====== RECORDS FOR THE EXERCISE ======
PR #292, opened 2020-12-28
publisher/subscriber task model

tgeoghegan:
This pull request implements a publisher/subscriber task model as we discussed on December 23rd. Note that I use the word _task_ to disambiguate from Kubernetes _jobs_.

 - `workflow-manager` is still a cronjob and still scans buckets for work to do, but now schedules tasks by publishing to PubSub topics. We use distinct topics for intake and aggregation.
 - `facilitator` has two new entry points, `intake-batch-worker` and `aggregate-worker`, that poll PubSub subscriptions in a loop for tasks to execute.
 - On the Terraform side, we now create a PubSub topic and subscription for intake and aggregation for each ingestor/locality pair. Correspondingly, we create a Kubernetes deployment for each subscription that dequeues tasks.
 - The deployments run a number of persistent replicas instead of having many, many individual jobs. The deployments can be scaled independently from each other by tuning the desired replica count.
 - We now have a staging environment, composed of the `staging-pha` and `staging-facil` environments for which I added .tfvars files. I'd like future releases of the application to bake in staging for some interval of time (at least long enough to run an aggregation) but I have no concrete plans around release flows or testing plans at the moment.
- Experimental support for task queues based on publishing to an SNS topic and pulling messages from an SQS queue subscribed to that topic. These implementations compile but have not been tested.

### DIFF
--- a/facilitator/src/bin/facilitator.rs
+++ b/facilitator/src/bin/facilitator.rs
@@ -13,13 +13,14 @@ use uuid::Uuid;
 
 use facilitator::{
     aggregation::BatchAggregator,
-    config::{Identity, ManifestKind, StoragePath},
+    config::{Identity, ManifestKind, StoragePath, TaskQueueKind},
     intake::BatchIntaker,
     manifest::{
         DataShareProcessorGlobalManifest, IngestionServerManifest, PortalServerGlobalManifest,
         SpecificManifest,
     },
     sample::{generate_ingestion_sample, SampleOutput},
+    task::{AggregationTask, AwsSqsTaskQueue, GcpPubSubTaskQueue, IntakeBatchTask, TaskQueue},
     transport::{
         GCSTransport, LocalFileTransport, S3Transport, SignableTransport, Transport,
         VerifiableAndDecryptableTransport, VerifiableTransport,
@@ -37,14 +38,6 @@ fn date_validator(s: String) -> Result<(), String> {
     NaiveDateTime::parse_from_str(&s, DATE_FORMAT)
         .map(|_| ())
         .map_err(|e| format!("{} {}", s, e.to_string()))
-}
-
-fn b64_validator(s: String) -> Result<(), String> {
-    if s == "not-a-real-key" {
-        return Err("'not-a-real-key'. Run deploy-tool to generate secrets".to_string());
-    }
-    base64::decode(s).map_err(|e| format!("decoding base64: {}", e))?;
-    Ok(())
 }
 
 fn uuid_validator(s: String) -> Result<(), String> {
@@ -75,6 +68,8 @@ trait AppArgumentAdder {
     fn add_packet_decryption_key_argument(self: Self) -> Self;
 
     fn add_gcp_service_account_key_file_argument(self: Self) -> Self;
+
+    fn add_task_queue_arguments(self: Self) -> Self;
 }
 
 const SHARED_HELP: &str = "Storage arguments: Any flag ending in -input or -output can take an \
@@ -242,8 +237,7 @@ impl<'a, 'b> AppArgumentAdder for App<'a, 'b> {
                 .help(leak_string(format!(
                     "Batch signing public key for the {}",
                     entity.str()
-                )))
-                .validator(b64_validator),
+                ))),
         )
         .arg(
             Arg::with_name(entity.suffix("-public-key-identifier"))
@@ -268,8 +262,7 @@ impl<'a, 'b> AppArgumentAdder for App<'a, 'b> {
                     batch signing private key to be used by this server when \
                     sending messages to other servers.",
                 )
-                .required(true)
-                .validator(b64_validator),
+                .required(true),
         )
         .arg(
             Arg::with_name("batch-signing-private-key-identifier")
@@ -301,7 +294,6 @@ impl<'a, 'b> AppArgumentAdder for App<'a, 'b> {
                 .multiple(true)
                 .min_values(1)
                 .use_delimiter(true)
-                .validator(b64_validator)
                 .required(true),
         )
     }
@@ -319,6 +311,60 @@ impl<'a, 'b> AppArgumentAdder for App<'a, 'b> {
                     account found in the GKE metadata service will be used for \
                     authentication or impersonation.",
                 ),
+        )
+    }
+
+    fn add_task_queue_arguments(self: App<'a, 'b>) -> App<'a, 'b> {
+        self.arg(
+            Arg::with_name("task-queue-kind")
+                .long("task-queue-kind")
+                .env("TASK_QUEUE_KIND")
+                .help("kind of task queue to use")
+                .possible_value(leak_string(TaskQueueKind::GcpPubSub.to_string()))
+                .possible_value(leak_string(TaskQueueKind::AwsSqs.to_string()))
+                .required(true),
+        )
+        .arg(
+            Arg::with_name("task-queue-name")
+                .long("task-queue-name")
+                .env("TASK_QUEUE_NAME")
+                .help("Name of queue from which tasks should be pulled.")
+                .long_help(
+                    "Name of queue from which tasks should be pulled. On GCP, \
+                    a PubSub subscription ID. On AWS, an SQS queue URL.",
+                )
+                .required(true),
+        )
+        .arg(
+            Arg::with_name("task-queue-identity")
+                .long("task-queue-identity")
+                .env("TASK_QUEUE_IDENTITY")
+                .help("Identity to assume when accessing task queue"),
+        )
+        .arg(
+            Arg::with_name("gcp-project-id")
+                .long("gcp-project-id")
+                .env("GCP_PROJECT_ID")
+                .help("Project ID for GCP PubSub topic")
+                .long_help(
+                    "The GCP Project ID in which the PubSub topic implementing \
+                    the work queue was created. Required if the task queue is \
+                    a PubSub topic.",
+                ),
+        )
+        .arg(
+            Arg::with_name("pubsub-api-endpoint")
+                .long("pubsub-api-endpoint")
+                .env("PUBSUB_API_ENDPOINT")
+                .help("API endpoint for GCP PubSub")
+                .default_value("https://pubsub.googleapis.com")
+                .help("API endpoint for GCP PubSub. Optional."),
+        )
+        .arg(
+            Arg::with_name("sqs-region")
+                .long("sqs-region")
+                .env("SQS_REGION")
+                .help("AWS region in which to use SQS"),
         )
     }
 }
@@ -406,8 +452,7 @@ fn main() -> Result<(), anyhow::Error> {
                             "Base64 encoded ECIES private key for the PHA \
                             server",
                         )
-                        .required(true)
-                        .validator(b64_validator),
+                        .required(true),
                 )
                 .arg(
                     Arg::with_name("facilitator-ecies-private-key")
@@ -418,8 +463,7 @@ fn main() -> Result<(), anyhow::Error> {
                             "Base64 encoded ECIES private key for the \
                             facilitator server",
                         )
-                        .required(true)
-                        .validator(b64_validator),
+                        .required(true),
                 )
                 .add_batch_signing_key_arguments()
                 .arg(
@@ -607,6 +651,42 @@ fn main() -> Result<(), anyhow::Error> {
                     )
             )
         )
+        .subcommand(
+            SubCommand::with_name("intake-batch-worker")
+                .about(format!("Consume intake batch tasks from a queue, validating an input share (from an ingestor's bucket) and emit a validation share.\n\n{}", SHARED_HELP).as_str())
+                .add_instance_name_argument()
+                .add_is_first_argument()
+                .add_gcp_service_account_key_file_argument()
+                .add_packet_decryption_key_argument()
+                .add_batch_public_key_arguments(Entity::Ingestor)
+                .add_batch_signing_key_arguments()
+                .add_manifest_base_url_argument(Entity::Ingestor)
+                .add_storage_arguments(Entity::Ingestor, InOut::Input)
+                .add_manifest_base_url_argument(Entity::Peer)
+                .add_storage_arguments(Entity::Peer, InOut::Output)
+                .add_storage_arguments(Entity::Own, InOut::Output)
+                .add_task_queue_arguments()
+        )
+        .subcommand(
+            SubCommand::with_name("aggregate-worker")
+                .about(format!("Consume aggregate tasks from a queue.\n\n{}", SHARED_HELP).as_str())
+                .add_instance_name_argument()
+                .add_is_first_argument()
+                .add_gcp_service_account_key_file_argument()
+                .add_manifest_base_url_argument(Entity::Ingestor)
+                .add_storage_arguments(Entity::Ingestor, InOut::Input)
+                .add_batch_public_key_arguments(Entity::Ingestor)
+                .add_manifest_base_url_argument(Entity::Own)
+                .add_storage_arguments(Entity::Own, InOut::Input)
+                .add_manifest_base_url_argument(Entity::Peer)
+                .add_storage_arguments(Entity::Peer, InOut::Input)
+                .add_batch_public_key_arguments(Entity::Peer)
+                .add_manifest_base_url_argument(Entity::Portal)
+                .add_storage_arguments(Entity::Portal, InOut::Output)
+                .add_packet_decryption_key_argument()
+                .add_batch_signing_key_arguments()
+                .add_task_queue_arguments()
+        )
         .get_matches();
 
     let result = match matches.subcommand() {
@@ -614,30 +694,13 @@ fn main() -> Result<(), anyhow::Error> {
         // various parameters are present and valid, so it is safe to use
         // unwrap() here.
         ("generate-ingestion-sample", Some(sub_matches)) => generate_sample(sub_matches),
-        ("intake-batch", Some(sub_matches)) => intake_batch(sub_matches),
-        ("aggregate", Some(sub_matches)) => aggregate(sub_matches),
+        ("intake-batch", Some(sub_matches)) => intake_batch_subcommand(sub_matches),
+        ("intake-batch-worker", Some(sub_matches)) => intake_batch_worker(sub_matches),
+        ("aggregate", Some(sub_matches)) => aggregate_subcommand(sub_matches),
+        ("aggregate-worker", Some(sub_matches)) => aggregate_worker(sub_matches),
         ("lint-manifest", Some(sub_matches)) => lint_manifest(sub_matches),
         (_, _) => Ok(()),
     };
-
-    // Once we've run the subcommand, whether it succeeds or fails, we want to push any metrics
-    // we have collected.
-    if let Some(pushgateway) = matches.value_of("pushgateway") {
-        if pushgateway != "" {
-            info!("pushing metrics to {}", pushgateway);
-            let jobname: &str = matches.subcommand().0;
-            prometheus::push_metrics(
-                jobname,
-                prometheus::labels! {},
-                pushgateway,
-                prometheus::gather(),
-                None,
-            )
-            .map(|_| info!("done pushing metrics"))
-            .map_err(|e| error!("error pushing metrics: {}", e))
-            .ok();
-        }
-    }
 
     result
 }
@@ -692,7 +755,12 @@ fn generate_sample(sub_matches: &ArgMatches) -> Result<(), anyhow::Error> {
     Ok(())
 }
 
-fn intake_batch(sub_matches: &ArgMatches) -> Result<(), anyhow::Error> {
+fn intake_batch(
+    aggregation_id: &str,
+    batch_id: &str,
+    date: &str,
+    sub_matches: &ArgMatches,
+) -> Result<(), anyhow::Error> {
     let mut intake_transport = intake_transport_from_args(sub_matches)?;
 
     // We need the bucket to which we will write validations for the
@@ -723,14 +791,12 @@ fn intake_batch(sub_matches: &ArgMatches) -> Result<(), anyhow::Error> {
         batch_signing_key: batch_signing_key_from_arg(sub_matches)?,
     };
 
-    let batch_id: &str = sub_matches.value_of("batch-id").unwrap();
     let batch_id: Uuid = Uuid::parse_str(batch_id).unwrap();
 
-    let date: &str = sub_matches.value_of("date").unwrap();
     let date: NaiveDateTime = NaiveDateTime::parse_from_str(date, DATE_FORMAT).unwrap();
 
     let mut batch_intaker = BatchIntaker::new(
-        &sub_matches.value_of("aggregation-id").unwrap(),
+        &aggregation_id,
         &batch_id,
         &date,
         &mut intake_transport,
@@ -739,30 +805,69 @@ fn intake_batch(sub_matches: &ArgMatches) -> Result<(), anyhow::Error> {
         is_first_from_arg(sub_matches),
     )?;
 
+    batch_intaker.generate_validation_share()
+}
+
+fn intake_batch_subcommand(sub_matches: &ArgMatches) -> Result<(), anyhow::Error> {
+    intake_batch(
+        sub_matches.value_of("aggregation-id").unwrap(),
+        sub_matches.value_of("batch-id").unwrap(),
+        sub_matches.value_of("date").unwrap(),
+        sub_matches,
+    )
+}
+
+fn intake_batch_worker(sub_matches: &ArgMatches) -> Result<(), anyhow::Error> {
     let intake_started: Counter = register_counter!(
         "intake_jobs_begun",
         "Number of intake-batch jobs that started (on the facilitator side)"
     )
-    .unwrap();
-    intake_started.inc();
-
-    let result = batch_intaker.generate_validation_share();
+    .context("failed to register metrics counter for started intakes")?;
 
     let intake_finished = register_counter_vec!(
         "intake_jobs_finished",
         "Number of intake-batch jobs that finished (on the facilitator side)",
         &["status"]
     )
-    .unwrap();
-    match result {
-        Ok(_) => intake_finished.with_label_values(&["success"]).inc(),
-        Err(_) => intake_finished.with_label_values(&["error"]).inc(),
+    .context("failed to register metrics counter for finished intakes")?;
+
+    let mut queue = intake_task_queue_from_args(sub_matches)?;
+
+    loop {
+        if let Some(task_handle) = queue.dequeue()? {
+            info!("dequeued task: {:?}", task_handle);
+            intake_started.inc();
+            let result = intake_batch(
+                &task_handle.task.aggregation_id,
+                &task_handle.task.batch_id,
+                &task_handle.task.date,
+                sub_matches,
+            );
+
+            match result {
+                Ok(_) => {
+                    intake_finished.with_label_values(&["success"]).inc();
+                    queue.acknowledge_task(task_handle)?;
+                }
+                Err(err) => {
+                    error!("error while processing task {:?}: {:?}", task_handle, err);
+                    intake_finished.with_label_values(&["error"]).inc();
+                    queue.nacknowledge_task(task_handle)?;
+                }
+            }
+        }
     }
 
-    result
+    // unreachable
 }
 
-fn aggregate(sub_matches: &ArgMatches) -> Result<(), anyhow::Error> {
+fn aggregate(
+    aggregation_id: &str,
+    start: &str,
+    end: &str,
+    batches: Vec<(&str, &str)>,
+    sub_matches: &ArgMatches,
+) -> Result<()> {
     let instance_name = sub_matches.value_of("instance-name").unwrap();
     let is_first = is_first_from_arg(sub_matches);
 
@@ -788,7 +893,7 @@ fn aggregate(sub_matches: &ArgMatches) -> Result<(), anyhow::Error> {
                 .batch_signing_public_keys()?
         }
         (_, Some(private_key), Some(private_key_identifier)) => {
-            public_key_map_from_arg(private_key, private_key_identifier)
+            public_key_map_from_arg(private_key, private_key_identifier)?
         }
         _ => {
             return Err(anyhow!(
@@ -821,7 +926,7 @@ fn aggregate(sub_matches: &ArgMatches) -> Result<(), anyhow::Error> {
                 .batch_signing_public_keys()?
         }
         (Some(public_key), Some(public_key_identifier), _) => {
-            public_key_map_from_arg(public_key, public_key_identifier)
+            public_key_map_from_arg(public_key, public_key_identifier)?
         }
         _ => {
             return Err(anyhow!(
@@ -853,25 +958,7 @@ fn aggregate(sub_matches: &ArgMatches) -> Result<(), anyhow::Error> {
     // portal server.
     let batch_signing_key = batch_signing_key_from_arg(sub_matches)?;
 
-    let batch_ids: Vec<Uuid> = sub_matches
-        .values_of("batch-id")
-        .context("no batch-id")?
-        .map(|v| Uuid::parse_str(v).unwrap())
-        .collect();
-    let batch_dates: Vec<NaiveDateTime> = sub_matches
-        .values_of("batch-time")
-        .context("no batch-time")?
-        .map(|s| NaiveDateTime::parse_from_str(&s, DATE_FORMAT).unwrap())
-        .collect();
-    if batch_ids.len() != batch_dates.len() {
-        return Err(anyhow!(
-            "must provide same number of batch-id and batch-date values"
-        ));
-    }
-
-    let start: &str = sub_matches.value_of("aggregation-start").unwrap();
     let start: NaiveDateTime = NaiveDateTime::parse_from_str(start, DATE_FORMAT).unwrap();
-    let end: &str = sub_matches.value_of("aggregation-end").unwrap();
     let end: NaiveDateTime = NaiveDateTime::parse_from_str(end, DATE_FORMAT).unwrap();
 
     let mut own_validation_transport = VerifiableTransport {
@@ -887,10 +974,17 @@ fn aggregate(sub_matches: &ArgMatches) -> Result<(), anyhow::Error> {
         batch_signing_key,
     };
 
-    let batch_info: Vec<_> = batch_ids.into_iter().zip(batch_dates).collect();
+    let mut parsed_batches: Vec<(Uuid, NaiveDateTime)> = Vec::new();
+    for raw_batch in batches.iter() {
+        let uuid = Uuid::parse_str(raw_batch.0).context("batch ID is not a UUID")?;
+        let date = NaiveDateTime::parse_from_str(raw_batch.1, DATE_FORMAT)
+            .context("batch date is not in expected format")?;
+        parsed_batches.push((uuid, date));
+    }
+
     let mut aggregator = BatchAggregator::new(
         instance_name,
-        &sub_matches.value_of("aggregation-id").unwrap(),
+        aggregation_id,
         &start,
         &end,
         is_first,
@@ -900,27 +994,84 @@ fn aggregate(sub_matches: &ArgMatches) -> Result<(), anyhow::Error> {
         &mut aggregation_transport,
     )?;
 
+    aggregator.generate_sum_part(&parsed_batches)
+}
+
+fn aggregate_subcommand(sub_matches: &ArgMatches) -> Result<(), anyhow::Error> {
+    let batch_ids: Vec<&str> = sub_matches
+        .values_of("batch-id")
+        .context("no batch-id")?
+        .collect();
+    let batch_dates: Vec<&str> = sub_matches
+        .values_of("batch-time")
+        .context("no batch-time")?
+        .collect();
+
+    if batch_ids.len() != batch_dates.len() {
+        return Err(anyhow!(
+            "must provide same number of batch-id and batch-date values"
+        ));
+    }
+    let batch_info: Vec<_> = batch_ids.into_iter().zip(batch_dates).collect();
+
+    aggregate(
+        &sub_matches.value_of("aggregation-id").unwrap(),
+        sub_matches.value_of("aggregation-start").unwrap(),
+        sub_matches.value_of("aggregation-end").unwrap(),
+        batch_info,
+        sub_matches,
+    )
+}
+
+fn aggregate_worker(sub_matches: &ArgMatches) -> Result<(), anyhow::Error> {
     let aggregation_started: Counter = register_counter!(
         "aggregation_jobs_begun",
         "Number of aggregation jobs that started (on the facilitator side)"
     )
-    .unwrap();
-    aggregation_started.inc();
-
-    let result = aggregator.generate_sum_part(&batch_info);
-
+    .context("failed to register counter for started aggregations")?;
     let aggregation_finished = register_counter_vec!(
         "aggregation_jobs_finished",
         "Number of aggregation jobs that finished (on the facilitator side)",
         &["status"]
     )
-    .unwrap();
-    match result {
-        Ok(_) => aggregation_finished.with_label_values(&["success"]).inc(),
-        Err(_) => aggregation_finished.with_label_values(&["error"]).inc(),
+    .context("failed to register counter for finished aggregations")?;
+
+    let mut queue = aggregation_task_queue_from_args(sub_matches)?;
+
+    loop {
+        if let Some(task_handle) = queue.dequeue()? {
+            info!("dequeued task: {:?}", task_handle);
+            aggregation_started.inc();
+
+            let batches: Vec<(&str, &str)> = task_handle
+                .task
+                .batches
+                .iter()
+                .map(|b| (b.id.as_str(), b.time.as_str()))
+                .collect();
+            let result = aggregate(
+                &task_handle.task.aggregation_id,
+                &task_handle.task.aggregation_start,
+                &task_handle.task.aggregation_end,
+                batches,
+                sub_matches,
+            );
+
+            match result {
+                Ok(_) => {
+                    aggregation_finished.with_label_values(&["success"]).inc();
+                    queue.acknowledge_task(task_handle)?;
+                }
+                Err(err) => {
+                    error!("error while processing task {:?}: {:?}", task_handle, err);
+                    aggregation_finished.with_label_values(&["error"]).inc();
+                    queue.nacknowledge_task(task_handle)?;
+                }
+            }
+        }
     }
 
-    result
+    // unreachable
 }
 
 fn lint_manifest(sub_matches: &ArgMatches) -> Result<(), anyhow::Error> {
@@ -1008,10 +1159,10 @@ fn is_first_from_arg(matches: &ArgMatches) -> bool {
 fn public_key_map_from_arg(
     key: &str,
     key_identifier: &str,
-) -> HashMap<String, UnparsedPublicKey<Vec<u8>>> {
+) -> Result<HashMap<String, UnparsedPublicKey<Vec<u8>>>> {
     // UnparsedPublicKey::new doesn't return an error, so try parsing the
     // argument as a private key first.
-    let key_bytes = base64::decode(key).unwrap();
+    let key_bytes = decode_base64_key(key)?;
     let public_key = match EcdsaKeyPair::from_pkcs8(&ECDSA_P256_SHA256_ASN1_SIGNING, &key_bytes) {
         Ok(priv_key) => UnparsedPublicKey::new(
             &ECDSA_P256_SHA256_ASN1,
@@ -1022,11 +1173,11 @@ fn public_key_map_from_arg(
 
     let mut key_map = HashMap::new();
     key_map.insert(key_identifier.to_owned(), public_key);
-    key_map
+    Ok(key_map)
 }
 
 fn batch_signing_key_from_arg(matches: &ArgMatches) -> Result<BatchSigningKey> {
-    let key_bytes = base64::decode(matches.value_of("batch-signing-private-key").unwrap()).unwrap();
+    let key_bytes = decode_base64_key(matches.value_of("batch-signing-private-key").unwrap())?;
     let key_identifier = matches
         .value_of("batch-signing-private-key-identifier")
         .unwrap();
@@ -1054,7 +1205,7 @@ fn intake_transport_from_args(matches: &ArgMatches) -> Result<VerifiableAndDecry
         matches.value_of("ingestor-manifest-base-url"),
     ) {
         (Some(public_key), Some(public_key_identifier), _) => {
-            public_key_map_from_arg(public_key, public_key_identifier)
+            public_key_map_from_arg(public_key, public_key_identifier)?
         }
         (_, _, Some(manifest_base_url)) => IngestionServerManifest::from_https(
             manifest_base_url,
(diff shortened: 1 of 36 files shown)


workflow-manager/task/task.go
```diff
@@ -0,0 +1,156 @@
...
+	Enqueue(task Task, completion func(error))
+	// Stop blocks until all tasks passed to Enqueue() have been enqueued in the
+	// underlying system, and all completion functions pased to Enqueue() have
+	// returned, and so it is safe to exit the program without losing any tasks.
+	Stop()
+}
+
+// CreatePubSubTopic creates a PubSub topic with the provided ID. Returns error
+// on failure.
+func CreatePubSubTopic(ctx context.Context, project string, topicID string) error {
```
hostirosti, line 82: I'd create the topics with Terraform and not in the workflow-manager.

workflow-manager/task/task.go
```diff
@@ -0,0 +1,156 @@
...
+		}()
+		return
+	}
+
+	// Publish() returns immediately, giving us a handle to the result that we
+	// can block on to see if publishing succeeded. The PubSub client
+	// automatically retries for us, so we just keep the handle so the caller
+	// can do whatever they need to after successful publication and we can
+	// block in Stop() until all tasks have been enqueued
+	res := e.topic.Publish(e.context, &pubsub.Message{Data: jsonTask})
```
hostirosti, line 142: Why don't you put the entire work (Publish + waiting for response) into the goroutine?

workflow-manager/task/task.go
tgeoghegan: That's the plan -- this exists only to support local development cases, working with the PubSub emulator, since it is not going to be managed by Terraform and you can't use `gcloud` to create topics or subscriptions.

workflow-manager/task/task.go
tgeoghegan: You're right, it makes the error handling much simpler to do everything in the goroutine.

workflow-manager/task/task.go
======
**WHAT TO DO:**
Nothing but the lines holding the word "real" should be returned from the listing above.

**YOUR SOLUTION:**
-    if s == "not-a-real-key" {
-        return Err("'not-a-real-key'. Run deploy-tool to generate secrets".to_string());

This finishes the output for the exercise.